Are any novel biomarkers actually being used yet?

In reality, despite all the attempts to develop novel prognostic biomarkers, few current trials use biomarkers other than albuminuria or eGFR as stratification variables or entry criteria. An exception is the PRIORITY trial [81], in which the CKD273 panel is being used to risk stratify people into a spironolactone vs placebo arm.

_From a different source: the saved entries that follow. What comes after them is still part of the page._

PR #178, opened 2017-12-05
Make Installer Work

papeh:
* Copy Mercurial to the directory harvested by the installer
* Exclude test code and the RepositoryUtility from this copy
* Write to the registry key FLEx expects

---
This change is [Reviewable](https://reviewable.io/reviews/sillsdev/flexbridge/178)


papeh:
@jasonleenaylor, the LocalAppData environment var on the user's machine is part of the path to where we store settings. However, since we don't need to specify this in the installer, I hope to disable this portion of the installer prior to Beta testing (at the very least before stable).

PR #186, opened 2018-01-10
Fix fixutf8

marksvc:
The fixutf8 extension appears to start off enabled with a relative
path. This doesn't work on Linux, and just adding a second line with
an absolute path doesn't fix it. So comment out any existing fixutf8
extension lines so we only have the one line with the absolute path.
Fixes LT-18796.

### DIFF
--- a/debian/postinst
+++ b/debian/postinst
@@ -25,6 +25,8 @@ case "$1" in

Biomarkers as surrogates of drug response is not the focus of this review but we note that there are also few trials using surrogate biomarkers as endpoints. One ongoing trial is using urinary proteomic panels as a surrogate outcome measure [98]. Another study includes urinary NGAL and KIM-1 as secondary outcome measures [99], and another is using N-acyl-β-d-glucosidase, B2M and cystatin C [100]. The SYSKID consortium have argued that past trials have shown that albuminuria/eGFR are insufficient to predict the individual’s response to renoprotective treatments in DKD, and that biomarkers more closely representing molecular mechanisms involved in disease progression and being targeted by therapies are needed [64]. Recently, Pena et al found that urinary metabolites previously shown to be at lower levels in those with DKD than without, decreased in the placebo arm of a trial but remained stable in the arm treated with the endothelin A receptor blocker atrasentan over a short, 12 week trial [101]. Further such studies of changes in biomarkers over time and in response to treatment are needed.

Future perspectives

In summary, despite the large number of reports in the literature, at present there are few validated biomarkers that have been clearly shown to substantially increase prediction of DKD-related phenotypes beyond known predictors. Few studies have attempted to estimate the marginal improvement in prediction beyond historical eGFR readings that can be expressed as the within-person slope or weighted average past eGFR, as we did in the SUMMIT study [25]. This is an important omission given the increasing availability of electronic healthcare records and potential for applying algorithms to such longitudinal clinical data more easily than measuring biomarkers. Even where some consistency in findings is observed, the extent of publication bias is unknown. Most importantly, biomarkers other than ACR and eGFR are not being routinely used to risk stratify individuals into trials or in clinical practice, despite considerable research investment into DKD biomarkers in recent years.

Large discovery panels have the potential to yield novel biomarkers, but progress has been hampered by small sample sizes, inadequate data analysis approaches (including failure to test the marginal increase beyond established risk factors) and lack of samples for replication. Futhermore, discovery approaches that yield panels of biomarkers measured on different platforms do not lend themselves to an easily implemented single panel in the clinical setting.

If this field is to be advanced, there is a need for a concerted effort to (1) generate and share data on the correlation between existing candidate biomarkers and biomarkers generated from available discovery platforms; (2) generate replication and validation sample and data sets that allow the best panel from available data to be defined; (3) harness the predictive information that exists in clinical records in the era of electronic health record data. Future discoveries should then be evaluated for their marginal prediction on top of clinical data and validated biomarkers.